#### TRY IT
The answer must be every line from the entries below that contains "just".
########
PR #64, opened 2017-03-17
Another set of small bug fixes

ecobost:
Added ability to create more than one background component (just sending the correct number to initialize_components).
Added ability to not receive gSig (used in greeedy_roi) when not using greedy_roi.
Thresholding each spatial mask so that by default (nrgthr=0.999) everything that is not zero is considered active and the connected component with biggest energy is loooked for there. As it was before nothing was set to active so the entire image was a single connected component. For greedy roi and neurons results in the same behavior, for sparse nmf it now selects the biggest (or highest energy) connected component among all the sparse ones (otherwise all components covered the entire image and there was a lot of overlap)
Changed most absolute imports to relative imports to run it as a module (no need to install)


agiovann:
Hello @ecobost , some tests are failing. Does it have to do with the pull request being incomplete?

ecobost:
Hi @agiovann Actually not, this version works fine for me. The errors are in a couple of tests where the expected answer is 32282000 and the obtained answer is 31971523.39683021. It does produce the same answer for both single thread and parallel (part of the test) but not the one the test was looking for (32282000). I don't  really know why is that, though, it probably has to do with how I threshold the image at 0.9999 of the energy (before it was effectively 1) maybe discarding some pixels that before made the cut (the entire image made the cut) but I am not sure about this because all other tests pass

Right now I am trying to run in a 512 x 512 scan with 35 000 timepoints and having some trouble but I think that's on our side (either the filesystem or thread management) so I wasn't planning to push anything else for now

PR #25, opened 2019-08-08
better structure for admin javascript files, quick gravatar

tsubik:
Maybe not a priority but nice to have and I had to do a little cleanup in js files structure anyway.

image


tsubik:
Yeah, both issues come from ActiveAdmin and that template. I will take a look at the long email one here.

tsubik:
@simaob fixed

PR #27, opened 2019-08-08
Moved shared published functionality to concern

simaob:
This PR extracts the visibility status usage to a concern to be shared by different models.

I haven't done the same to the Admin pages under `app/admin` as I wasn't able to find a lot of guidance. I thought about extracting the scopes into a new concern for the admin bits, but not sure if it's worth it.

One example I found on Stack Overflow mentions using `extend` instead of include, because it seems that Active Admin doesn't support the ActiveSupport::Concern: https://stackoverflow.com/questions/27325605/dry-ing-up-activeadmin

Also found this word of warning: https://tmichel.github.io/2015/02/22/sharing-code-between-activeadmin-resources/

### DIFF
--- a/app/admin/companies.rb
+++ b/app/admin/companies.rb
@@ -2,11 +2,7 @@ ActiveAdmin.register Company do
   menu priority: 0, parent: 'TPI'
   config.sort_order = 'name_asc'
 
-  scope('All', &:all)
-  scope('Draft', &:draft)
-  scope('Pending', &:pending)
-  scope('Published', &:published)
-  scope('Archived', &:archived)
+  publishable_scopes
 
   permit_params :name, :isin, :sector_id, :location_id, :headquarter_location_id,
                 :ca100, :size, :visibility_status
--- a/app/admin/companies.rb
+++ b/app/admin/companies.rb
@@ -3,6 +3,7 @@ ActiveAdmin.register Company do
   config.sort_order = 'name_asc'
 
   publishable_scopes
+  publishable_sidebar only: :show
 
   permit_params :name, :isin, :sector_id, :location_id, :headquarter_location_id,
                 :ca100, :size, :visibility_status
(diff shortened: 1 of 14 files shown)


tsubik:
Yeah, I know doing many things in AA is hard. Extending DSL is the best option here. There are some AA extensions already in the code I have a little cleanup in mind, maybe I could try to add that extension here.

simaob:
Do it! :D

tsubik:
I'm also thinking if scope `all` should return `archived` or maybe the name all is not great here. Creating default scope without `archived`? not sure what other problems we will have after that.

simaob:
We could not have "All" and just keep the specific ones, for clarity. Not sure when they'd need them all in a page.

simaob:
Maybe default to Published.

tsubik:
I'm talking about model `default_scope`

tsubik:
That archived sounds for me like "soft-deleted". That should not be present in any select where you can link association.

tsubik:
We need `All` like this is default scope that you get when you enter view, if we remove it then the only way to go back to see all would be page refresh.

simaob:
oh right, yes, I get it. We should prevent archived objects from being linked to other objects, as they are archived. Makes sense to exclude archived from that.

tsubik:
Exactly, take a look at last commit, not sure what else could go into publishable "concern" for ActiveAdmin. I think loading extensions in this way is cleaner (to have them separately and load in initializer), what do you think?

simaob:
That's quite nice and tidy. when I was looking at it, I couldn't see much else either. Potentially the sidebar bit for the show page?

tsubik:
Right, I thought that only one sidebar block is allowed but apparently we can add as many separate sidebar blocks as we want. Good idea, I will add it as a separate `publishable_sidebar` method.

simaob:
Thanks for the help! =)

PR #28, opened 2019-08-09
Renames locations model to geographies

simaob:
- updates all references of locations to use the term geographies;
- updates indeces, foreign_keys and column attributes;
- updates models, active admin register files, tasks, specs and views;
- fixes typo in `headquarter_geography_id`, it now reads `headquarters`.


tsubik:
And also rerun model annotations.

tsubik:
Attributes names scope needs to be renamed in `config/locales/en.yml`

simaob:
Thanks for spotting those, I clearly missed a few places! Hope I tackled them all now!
########
#### EXERCISE RESULT
Added ability to create more than one background component (just sending the correct number to initialize_components).
We could not have "All" and just keep the specific ones, for clarity. Not sure when they'd need them all in a page.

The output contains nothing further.